There's going to be a whole lot of different concepts that are going to step in and take those. I would tell you that consolidation will continue. TBD on Walgreens, right? Sycamore Partners announced that acquisition that will close Q3, Q4. At the end of the day, it's something that you got to keep a watchful eye on as you do sort of a lot of the sectors that seem to be contracting a little bit. We'll see where it takes. At the end of the day, I will also say ours are end caps. They have drive-throughs, and they're highly sought-after real estate. I can speak for the drugstore locations within our portfolio. We feel really good about the backfill prospects of those spaces just given where they're located, both in the trade areas, but also where they're located within our assets.

Moderator

Any other questions? Time for one more, maybe?

Speaker 7

Same with the tenant theme. I guess among your largest tenants are Kroger and Albertsons. Their merger agreement was called off last year based on the resistance by the antitrust regulators. We've got a new administration, new regulators. Recently, we saw Nippon Steel pull their deal with U.S. Steel together. Do you see any likelihood of a reignition of the Albertsons-Kroger deal and what you might be doing to prepare for that if there is?

Lisa Palmer
President and CEO, Regency Centers

I don't know that I can predict that. I think it's unlikely. If it were, just as we talked about it while they were in negotiation, there were benefits to both outcomes, either the merged company or two separate companies.

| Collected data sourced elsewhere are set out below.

Issue #3605, opened 2025-08-23
`PyTorchFileRecorder` is unable to import snapshots from older pickle protocol versions


dcrewi:
**Relevant versions**

- burn-import version 0.18
- candle-core version 0.8.4

**What I tried**

```rust
    let path = "…";
    let load_args = LoadArgs::new(path.into());
    let record = PyTorchFileRecorder::<FullPrecisionSettings>::default()
        .load(path.into(), &device)
        .expect("Failed to decode model");
```

**Error message***

```
thread 'main' panicked at src/bin/main.rs:28:10:
Failed to decode model: DeserializeError("Candle Tensor error: invalid Zip archive: Could not find central directory end")
```

**This is not a zip file**

Looking at the hex dump of my `.pth`, the first two bytes are `80 02`. A zip file should start with `50 4B`.

**Implication**

According to [python docs](https://docs.python.org/3/library/pickle.html#data-stream-format), there are multiple pickle protocol versions and not all of them are zipfile-based. The magic bytes `80 02` indicate protocol version 2. Python2 can't load/save from/to a version higher than 2, so I'm guessing these weights were saved using python2. In any case, burn can't import them today.

**Workaround**

I loaded and re-saved the model using torch on python3. I was then able to import those weights using burn. I would argue that shouldn't be necessary and the error message is confusing.

antimora:
Currently we are relying on Candle's facility to load pt files and Candle doesn't support this: https://github.com/huggingface/candle/issues/2666

We plan to bring pt loading in-house via https://github.com/tracel-ai/burn/issues/3597. Perhaps at this we will start making fixes. Otherwise we are dependent on downstream fixes and we can't fix it now.

antimora:
https://github.com/tracel-ai/burn/pull/3741 will fix

PR #3741, opened 2025-09-17
Add PytorchStore for optimized model loading and in-house pickle reader

antimora:
This PR introduces `PytorchStore` as a modern replacement for `PytorchFileRecorder`, bringing significant memory optimizations and enhanced functionality for PyTorch model loading.

### Checklist
- [x] Confirmed that `cargo run-checks` command has been executed
- [x] Made sure the book is up to date with changes in this PR

### Related Issues/PRs
- Fixes: https://github.com/tracel-ai/burn/issues/3597
- Fixes: https://github.com/tracel-ai/burn/issues/3605
- Continuation of: [#3666](https://github.com/tracel-ai/burn/pull/3666)

#### 1. In-House Pickle Reader Implementation
- Brings pickle reader functionality in-house, removing dependency on Candle's implementation
- Bypasses Candle's tensor type constraints
- Enables direct bug fixes and feature extensions

#### 2. Enhanced Pickle Format Support
- Extended type support including boolean tensors
- Added support for legacy PyTorch file format (e.g., `ResNet18.pth`)
- Implemented lazy loading for both modern and legacy formats

#### 3. Core Infrastructure Improvements
- **Fixed Adapter transformation order**: Now properly applies adaptations after `TensorSnapshot` to correctly handle container types
- **Refactored `PytorchFileRecorder`**: Updated to use the new in-house pickle reader
- **Introduced `PytorchStore`**: New optimized loading mechanism with memory-efficient design
-  **Critical Architecture Fix**: Eliminated unnecessary module cloning that previously caused memory to triple during loading. Implemented efficient unsafe pointer operations for direct memory management

#### 4. Testing and Benchmarking
- Added comprehensive pickle format testing suite
- Updated benchmarks to compare all loading methods across multiple backends

### Testing

1. All existing pytorch-tests pass in `burn-import`
2. Extensive new test coverage for pickle functionality
3. Memory consumption benchmarks validate optimization improvements

### Benchmarks

Testing performed with a 312MB model (20 layers) across 3 backends:

Maximum Memory Usage Results

| Backend | Method | Max Memory | Ratio | Status |
|---------|--------|------------|-------|--------|
| **NdArray (CPU)** | | | | |
| | SafetensorsStore (new) | 361 MB | 1.16x | ✅ Optimized |
| | SafetensorsFileRecorder (old) | 655 MB | 2.10x | ❌ High memory |
| | PytorchStore (new) | 361 MB | 1.16x | ✅ Optimized |
| | PyTorchFileRecorder (old) | 361 MB | 1.16x | ✅ Baseline |
| **WGPU (GPU)** | | | | |
| | SafetensorsStore (new) | 34 MB | 0.11x | ✅ GPU efficient |
| | SafetensorsFileRecorder (old) | 655 MB | 2.10x | ❌ High memory |
| | PytorchStore (new) | 34 MB | 0.11x | ✅ GPU efficient |
| | PyTorchFileRecorder (old) | 344 MB | 1.10x | ⚠️ Higher than new |
| **LibTorch** | | | | |
| | SafetensorsStore (new) | 34 MB | 0.11x | ✅ Most efficient |
| | SafetensorsFileRecorder (old) | 655 MB | 2.10x | ❌ High memory |
| | PytorchStore (new) | 34 MB | 0.11x | ✅ Most efficient |
| | PyTorchFileRecorder (old) | 344 MB | 1.10x | ⚠️ Higher than new |

Key Improvements

1. Memory Efficiency Gains
- CPU backends: Reduced memory usage to 1.16x model size (down from 2.1x)
- GPU backends: Achieved remarkable 0.11x model size (only 34MB for 312MB model)
- Overall: 44% memory reduction on CPU backends

2. Cross-Format Consistency
- Both `SafetensorsStore` and `PytorchStore` show identical memory usage patterns
- Proves optimization effectiveness across different storage formats

3. GPU Memory Optimization
- New stores leverage GPU memory management effectively
- Uses only ~10% of model size in GPU memory

The new `PytorchStore` and updated `SafetensorsStore` provide substantial memory improvements while maintaining or improving load performance. These optimizations make Burn suitable for memory-constrained environments and enable loading of larger models on the same hardware.

benchmark details: [benchmark-results.txt](https://github.com/user-attachments/files/22417686/benchmark-results.txt)

### DIFF
--- a/crates/burn-store/src/adapter.rs
+++ b/crates/burn-store/src/adapter.rs
@@ -8,6 +8,7 @@ use crate::TensorSnapshot;
 
 use alloc::boxed::Box;
 use alloc::rc::Rc;
+use alloc::string::String;
 use alloc::string::ToString;
 use alloc::vec;
 


crates/burn-store/src/traits.rs
```diff
@@ -1,93 +1,104 @@
...
+            // Read the module out of self (moves it, leaving self in undefined state)
+            let module = core::ptr::read(self as *const Self);
+
+            // Map the module to create a new one with updated tensors
+            let new_module = module.map(&mut applier);
+
+            // Write the new module back to self
+            core::ptr::write(self as *mut Self, new_module);
+        }
+
```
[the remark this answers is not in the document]
antimora: Module does not have default implementation so it can't be done.

crates/burn-store/src/adapter.rs
```diff
@@ -1,201 +1,208 @@
...
-    ///
-    /// This provides a convenient way to rename multiple keys systematically.
-    #[cfg(feature = "std")]
-    fn key_remapper(&self) -> Option<KeyRemapper> {
-        None
+    // Define constants that match the stringified struct names
+    pub const LINEAR: &str = stringify!(Linear);
+    pub const BATCH_NORM: &str = stringify!(BatchNorm);
+    pub const LAYER_NORM: &str = stringify!(LayerNorm);
+    pub const GROUP_NORM: &str = stringify!(GroupNorm);
```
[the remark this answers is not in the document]
antimora: The point is that we want to keep them in sync

crates/burn-store/src/traits.rs
```diff
@@ -1,93 +1,104 @@
...
+    fn collect(
+        &self,
+        filter: Option<PathFilter>,
+        adapter: Option<Box<dyn ModuleAdapter>>,
+    ) -> Vec<TensorSnapshot> {
+        let mut collector = Collector::new(filter, adapter);
         self.visit(&mut collector);
-        collector.tensors
+        collector.into_tensors()
     }
```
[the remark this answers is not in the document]
antimora: not concerned since it's not releassed

antimora:
@crutcher, your input is appreciated. With this we can now read legacy pytorch file formats. The public API does not depart from what you have seen in SafetensorsStore, so it should be familiar.

crates/burn-store/src/adapter.rs
```diff
@@ -1,201 +1,212 @@
...
-/// Handles differences between Burn and PyTorch conventions:
-/// - Transposes linear layer weights (Burn: [in, out], PyTorch: [out, in])
-/// - Renames normalization parameters (Burn: gamma/beta, PyTorch: weight/bias)
+/// Handles:
+/// - Linear layer weight transposition (Burn: [in, out] → PyTorch: [out, in])
+/// - Normalization parameter renaming (gamma → weight, beta → bias)
 #[derive(Debug, Clone, Default)]
 pub struct BurnToPyTorchAdapter;
 
 impl ModuleAdapter for BurnToPyTorchAdapter {
```
laggui, line 88: I realize this was added as part of the previous PR, but going through the changes here I I'd recommend not including it as part of an official Burn crate as the maintenance burden would fall on us.

If you want to provide this functionality to power users, the best approach is to create a separate crate yourself that you can publish to provide these adapters.

crates/burn-store/src/pytorch/pickle_reader.rs
laggui, line 1: This obviously comes from candle's pickle loader, and I think it would be useful to point to the source (both for attribution, and for reference).

If any other code/files were added as part of the migration to maintain pickle loading on our end it should probably be clearly indicated as well.

laggui (commented):
I have a couple of high-level comments for now

crates/burn-store/src/pytorch/pickle_reader.rs
antimora: Attributions were added to Notices.md but I can add them here too. I should add that so much was changed here too. I can say originally this was copied from Candle project.

laggui: Yeah I saw the notice, but I think a local attribution can still be relevant. Esp. here the pickle reader that clearly builds upon the source (with some better separations, and extended compatibility).

crates/burn-store/src/pytorch/reader.rs
```diff
@@ -0,0 +1,963 @@
...
+    let bytes_read = file.read(&mut header)?;
+    file.seek(std::io::SeekFrom::Start(0))?;
+
+    // Only check for legacy format if we have enough bytes
+    let is_legacy_format = bytes_read >= 15
+        && header[0] == 0x80
+        && header[1] == 0x02
+        && header[2] == 0x8a
+        && header[3] == 0x0a
+        && header[14] == 0x2e;
```
laggui: For robustness, should we also check that bytes [4..14] correspond to the magic number `0x1950a86a20f9469cfc6c`?

Also, would be good to point to the source: https://github.com/pytorch/pytorch/blob/main/torch/serialization.py#L65

crates/burn-store/src/pytorch/reader.rs
```diff
@@ -0,0 +1,963 @@
...
+    tensors: &mut HashMap<String, TensorSnapshot>,
+) {
+    match obj {
+        Object::Dict(dict) => {
+            for (key, value) in dict {
+                let new_path = if path.is_empty() {
+                    key.clone()
+                } else {
+                    format!("{}.{}", path, key)
+                };
```
laggui: Could reuse a mut vec of str instead:

```rust
/// Recursively extract tensors from an object
fn extract_tensors_recursive<'a>(
    obj: &'a Object,
    path: &mut Vec<&'a str>,
    tensors: &mut HashMap<String, TensorSnapshot>,
) {
    match obj {
        Object::Dict(dict) => {
            for (key, value) in dict {
                path.push(key);
                extract_tensors_recursive(value, path, tensors);
                path.pop();
            }
        }
        Object::TorchParam(snapshot) => {
            // The TensorSnapshot already contains the data loading closure
            tensors.insert(path.join("."), snapshot.clone());
        }
        _ => {}
    }
}
```

No new string allocations at each recursion step, only at the leafs when joining.

laggui (approved):
Only have a couple minor comments, approving in advance

crates/burn-store/src/adapter.rs
antimora: Removed duplicated code and minimized the logic reducing the maintenance just to inverse operation:

image

If this becomes unmanageable, we can remove it.

crates/burn-store/src/pytorch/pickle_reader.rs
```diff
@@ -0,0 +1,1153 @@
...
+            0x86 => Ok(Self::Tuple2),
+            0x87 => Ok(Self::Tuple3),
+            0x88 => Ok(Self::NewTrue),
+            0x89 => Ok(Self::NewFalse),
+            b'h' => Ok(Self::BinGet),
+            b'j' => Ok(Self::LongBinGet),
+            b's' => Ok(Self::SetItem),
+            b'u' => Ok(Self::SetItems),
+            b'}' => Ok(Self::EmptyDict),
+            b'd' => Ok(Self::EmptyDict),
```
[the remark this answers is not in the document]
antimora: Thanks. I have this and other two missing ops.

That would still be the same. A very similar answer to the drugstore question, the real estate in which we own feels really comfortable. We have the grocery locations of both of those tend to be in the higher, they're in the upper quartile of productivity in their chains. If you hadn't heard my answer before, merged company, more powerful, stronger operator. We would have, they would have become our largest tenant. Feel really good about that. Separately, we have two strong operators that are able to provide even more expansion and competition within the market. I think it's unlikely.

If they were to come back together and try again, we again would be comfortable with either outcome.

Speaker 7

Thank you.

Christy McElroy
Head of Investor Relations, Regency Centers

All right. I think that concludes the panel. Thank you, everyone, for joining.